| TRY IT |
Among the entries below, find all lines that include "which" and copy them.

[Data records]
━━━

PR #22, opened 2021-10-20
C Frontend

edwjchen:
Working C frontend supporting:
- one main function
- binary arithmetic 
- if-else stmts
- array select and store

Supports both integer and boolean types.


alex-ozdemir (changes requested):
This is pretty close to a state where I'd be happy to merge it. There a few small issues noted inline, that should be fixed.

We may want to fix up the array notion at some point, but this is fine for now.

examples/C/mpc/unit_tests/array_tests/2pc_array_sum.c
```diff
@@ -0,0 +1,5 @@
+int main(__attribute__((private(0))) int a, __attribute__((private(1))) int b) { 
+    int c[2][5][6];
```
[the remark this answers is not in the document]
edwjchen: ah! I think I was using this test to see how multiple dimensions arrays were initialized and I didn't remove `c`. Thanks for the catch!

src/front/c/mod.rs
```diff
@@ -0,0 +1,438 @@
...
+        match c {
+            Constant::Integer(i) => CTerm {
+                term: CTermData::CInt(32, bv_lit(i.number.parse::<i32>().unwrap(), 32)),
+                udef: false,
+            },
+            _ => unimplemented!("Constant {:#?} hasn't been implemented", c),
+        }
+    }
+
+    fn get_bin_op(&self, op: BinaryOperator) -> fn(CTerm, CTerm) -> Result<CTerm, String> {
```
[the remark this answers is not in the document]
edwjchen: Haha :) I think you were the one who wrote this part first! Was very cool getting to read something like this!

src/front/c/mod.rs
```diff
@@ -0,0 +1,438 @@
...
+            _ => unimplemented!("Invalid left hand value"),
+        }
+    }
+
+    /// Interpret the party association of input parameters 
+    fn interpret_visibility(&mut self, ext: &DeclarationSpecifier) -> Option<PartyId> {
+        if let DeclarationSpecifier::Extension(nodes) = ext {
+            assert!(nodes.len() == 1);
+            let node = nodes.first().unwrap();
+            if let Extension::Attribute(attr) = &node.node {
```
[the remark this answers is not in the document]
edwjchen: Hmm which parts exactly? It seems a little tricky with the call to self.gen_expr in the middle.

src/front/c/mod.rs
```diff
@@ -0,0 +1,668 @@
...
+                for (i, v) in values.iter().enumerate() {
+                    let offset = bv_lit(i, 32);
+                    let v_ = v.term.term(&self.circ);
+                    self.circ.store(id, offset, v_);
+                }
+
+                CTerm {
+                    term: CTermData::CArray(inner_type, Some(id)),
+                    udef: false,
+                }
```
alex-ozdemir, line 413: This is a very common pattern. I'd consider adding a one-argument constructor.

src/front/c/mod.rs
```diff
@@ -0,0 +1,668 @@
...
+        let res = self.circ.declare_init(
+            decl_info.name,
+            derived_ty.clone(),
+            Val::Term(cast(Some(derived_ty), expr.clone())),
+        );
+        self.unwrap(res);
+        expr
+    }
+
+    fn get_const_iters(&mut self, for_stmt: ForStatement) -> Option<ConstIteration> {
```
alex-ozdemir, line 451: This function isn't quite right b/c the loop body could modify the iteration variable. We had a nice way to detect that in the Haskell compiler that would be a bit harder to replicate here. For now, why don't you write a comment noting the inaccuracy.

src/front/c/mod.rs
```diff
@@ -0,0 +1,668 @@
...
+        let incr = incr_.val;
+
+        // TODO: fix naming
+        if cond_name.is_empty() {
+            cond_name = init_name.clone();
+        }
+
+        if init_name == cond_name && cond_name == incr_name {
+            return Some(ConstIteration {
+                name: init_name,
```
alex-ozdemir, line 535: Is this field dead in the callee?

src/front/c/mod.rs
```diff
@@ -0,0 +1,668 @@
...
+                                    .borrow_mut()
+                                    .outputs
+                                    .extend(ret_terms);
+                            }
+                            Mode::Proof => {
+                                let ty = fn_info.ret_ty.as_ref().unwrap();
+                                let name = "return".to_owned();
+                                let term = r.unwrap_term();
+                                let _r = self.circ.declare(name.clone(), ty, false, PROVER_VIS);
+                                self.circ.assign_with_assertions(name, term, ty, PUBLIC_VIS);
```
alex-ozdemir, line 658: I would actually do `unimplemented!()` here, unless you're going to test this support.

src/front/c/term.rs
```diff
@@ -0,0 +1,583 @@
...
+    } else if is_signed_int(a_prom_ty.clone()) == is_signed_int(b_prom_ty.clone()) {
+        if int_conversion_rank(a_prom_ty.clone()) < int_conversion_rank(b_prom_ty.clone()) {
+            return (cast(Some(b_prom_ty), a_prom), b_prom);
+        } else {
+            return (a_prom, cast(Some(a_prom_ty), b_prom));
+        }
+    } else {
+    }
+
+    unimplemented!("Not implemented case in iUAC");
```
alex-ozdemir, line 157: I'd move this into the `else`.

src/front/zokrates/mod.rs
```diff
@@ -611,6 +585,8 @@ impl<'ast> ZGen<'ast> {
         for (p, f) in &t {
             self.file_stack.push(p.to_owned());
             for func in &f.functions {
+                println!("fn {} in {}", func.id.value, self.cur_path().display());
+
```
alex-ozdemir, line 589: Remove this? Also, see [here](https://docs.rs/env_logger/latest/env_logger/index.html) for how to use the logging infrastructure. Quickstart: set `RUST_LOG=debug ` before running the binary.

third_party/ABY_templates/cpp_template.txt
```diff
@@ -22,6 +22,5 @@ int32_t test_{fn}_circuit(std::map<std::string, std::string> params, e_role role
 
 	party->ExecCircuit();
 	flush_output_queue(out_q, role, bitlen);
-	delete party;
```
alex-ozdemir, line 25: Why this change?

src/ir/opt/binarize.rs
```diff
@@ -0,0 +1,120 @@
...
+
+fn binarize(op: &Op, children: &[Term]) -> Term {
+    if children.is_empty() || children.len() == 1 {
+        term(op.clone(), children.to_vec())
+    } else if children.len() == 2 {
+        return term![op.clone(); children[0].clone(), children[1].clone()];
+    } else {
+        return term![op.clone(); children[0].clone(), binarize(op, &children[1..].to_vec())];
+    }
+}
```
alex-ozdemir, line 24: I'd recommend using `Iterator::fold` instead of recursion here. We build some *very* large n-ary terms, and don't want to blow the stack.

src/ir/opt/cfold.rs
```diff
@@ -85,6 +85,8 @@ pub fn fold_cache(node: &Term, cache: &mut TermMap<Term>) -> Term {
                 match (o, c0.as_bv_opt(), c1.as_bv_opt()) {
                     (Sub, Some(a), Some(b)) => cbv(a.clone() - b.clone()),
                     (Sub, _, Some(b)) if b.uint() == &Integer::from(0) => Some(c0.clone()),
+                    // TODO: is this right?
+                    (Udiv, _, Some(b)) if b.uint() == &Integer::from(0) => Some(c0.clone()),
```
alex-ozdemir, line 89: Not quite. We're following SMT-LIB, which says this should be the maximum representable value:
> [[(bvudiv s t)]] := if bv2nat([[t]]) = 0
                       then λx:[0, m). 1
                       else nat2bv[m](bv2nat([[s]]) div bv2nat([[t]]))

See: https://smtlib.cs.uiowa.edu/theories-FixedSizeBitVectors.shtml or https://github.com/circify/circ/blob/master/src/ir/term/bv.rs#L38-L61

src/front/c/mod.rs
```diff
@@ -0,0 +1,668 @@
...
+    fn gen(&mut self) {
+        let TranslationUnit(nodes) = self.tu.clone();
+        for n in nodes.iter() {
+            match n.node {
+                ExternalDeclaration::Declaration(ref decl) => {
+                    debug!("{:#?}", decl);
+                }
+                ExternalDeclaration::FunctionDefinition(ref fn_def) => {
+                    debug!("{:#?}", fn_def.node.clone());
+                    // println!("function: {:#?}", fn_def.node);
```
alex-ozdemir, line 625: rm

alex-ozdemir (changes requested):
I looked at the C FE and your IR/circify changes quite closely. I only skimmed the ABY BE changes. I left a few comments inline.

One other question: 
* what is the `.pyc` file?

edwjchen:
> * what is the `.pyc` file?

the `.pyc` was just a cache bytecode of the python test script. I adjusted the `make clean` command to remove them!

alex-ozdemir (approved):
Great!

PR #33, opened 2021-12-26
IR-based Zokrates front-end

alex-ozdemir:
The ZoKrates front-end now represents ZoK arrays as IR arrays, and ZoK structures as (type-tagged) IR tuples.

During this change, I discovered that IR support for eliminating tuples and arrays was not complete.

Thus the change list is:
1. The ZoK front-end uses IR arrays and tuples
2. Improve IR passes for array and tuple elimination
3. Enforce `cargo fmt` in CI
4. Bugfix: handle ZoK accessors in L-values in the correct order
5. Bugfix: add array evaluation to the IR

This PR **does not**:
* implement an array flattening pass
* implement permutation-based memory-checking

Benefits:
* The ZoK->R1CS compiler is now ~5.88x faster (as defined by the time it takes to run the tests in `master`'s `scripts/zokrates_test.zsh` script: this goes from `8.59s` to `1.46s`)
   * For benchmarks with multi-dimensional arrays, the ZoK->R1CS compiler can now compile them with reasonable speed. Before it it would time out on even tiny examples.
* The ZoK->R1CS compiler will be able to benefit from future memory-checking improvements
* IR support for arrays and tuples is complete now, making those parts of the IR more accessible to future front-ends.


src/front/zokrates/term.rs
```diff
@@ -19,24 +19,37 @@ lazy_static! {
...
     Uint(usize),
     Bool,
     Field,
-    Struct(String, BTreeMap<String, Ty>),
+    Struct(String, Vec<(String, Ty)>),
     Array(usize, Box<Ty>),
 }
 
+fn lookup<'a>(map: &'a Vec<(String, Ty)>, key: &str) -> Option<(usize, &'a Ty)> {
+    let idx = map.binary_search_by_key(&key, |p| p.0.as_str()).ok()?;
```
kwantam, line 36: So I guess this means there's an invariant that map is sorted by String, right? Should this be documented in the definition of `Ty`? Are there `debug_assert`s that would help with this? (Is this paranoia?)

kwantam: Ah, I see, `new_struct` ensures this. Would it perhaps make sense to make the `Vec<(String, Ty)>` a private wrapper type that can *only* be constructed with a function that enforces the invariant? Because as it stands now, I can construct a Struct that is broken, no?

kwantam (approved):
Wow, nice!

Integrating this with #30 will be fun... :)

examples/circ.rs
```diff
@@ -177,22 +177,28 @@ fn main() {
...
                 Opt::Flatten,
                 //Opt::FlattenAssertions,
                 Opt::Inline,
-                Opt::Mem,
+                Opt::Tuple,
+                Opt::ConstantFold,
+                Opt::Obliv,
+                Opt::Tuple,
+                Opt::LinearScan,
+                Opt::Tuple,
```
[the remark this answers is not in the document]
alex-ozdemir: Yes; I've left a comment to this effect.

examples/circ.rs
```diff
@@ -215,12 +221,12 @@ fn main() {
             let r1cs = to_r1cs(cs, circ::front::zokrates::ZOKRATES_MODULUS.clone());
             println!("Pre-opt R1cs size: {}", r1cs.constraints().len());
             let r1cs = reduce_linearities(r1cs);
+            println!("Final R1cs size: {}", r1cs.constraints().len());
             match action {
-                ProofAction::Count => {
-                    println!("Final R1cs size: {}", r1cs.constraints().len());
-                }
+                ProofAction::Count => {}
```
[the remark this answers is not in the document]
alex-ozdemir: Sounds good to me.

src/front/zokrates/term.rs
alex-ozdemir: Yeah, I was being a little lazy here. I've split it out into its own structure and module.

kwantam (approved):
Looks great!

━━━

| EXERCISE OUTPUT |
edwjchen: Hmm which parts exactly? It seems a little tricky with the call to self.gen_expr in the middle.
alex-ozdemir, line 89: Not quite. We're following SMT-LIB, which says this should be the maximum representable value:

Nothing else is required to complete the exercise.